== Exercise material ==

Issue #129, opened 2021-08-02
Automate performance testing for OpenSearch


gaiksaya:
Create automated jobs to run performance testing

camerski:
Implement a `PerformanceTestSuite` class and wire it in to `test.py`. This could be similar to `IntegTestSuite` if we need per-component performance tests, or it could be a bundle-level thing. In any case, the interface should be similar: Accept a test cluster endpoint, return when the tests are finished, report results in some sensible fashion.

See https://github.com/opensearch-project/opensearch-build/blob/main/bundle-workflow/python/test.py and https://github.com/opensearch-project/opensearch-build/blob/main/bundle-workflow/python/test_workflow/integ_test_suite.py

peternied:
See https://github.com/opensearch-project/opensearch-build/issues/583 for the remaining work, http://jenki-jenki-fpgmrv2ryxko-1366042710.us-east-1.elb.amazonaws.com/job/perf-test/ is failing, but exists

owaiskazi19:
> > This work has been completed, there are bugs and follow up tasks associated with the actual work
>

===

All lines in the records above with "performance" need to be found and copied.

Automate performance testing for OpenSearch
Create automated jobs to run performance testing
Implement a `PerformanceTestSuite` class and wire it in to `test.py`. This could be similar to `IntegTestSuite` if we need per-component performance tests, or it could be a bundle-level thing. In any case, the interface should be similar: Accept a test cluster endpoint, return when the tests are finished, report results in some sensible fashion.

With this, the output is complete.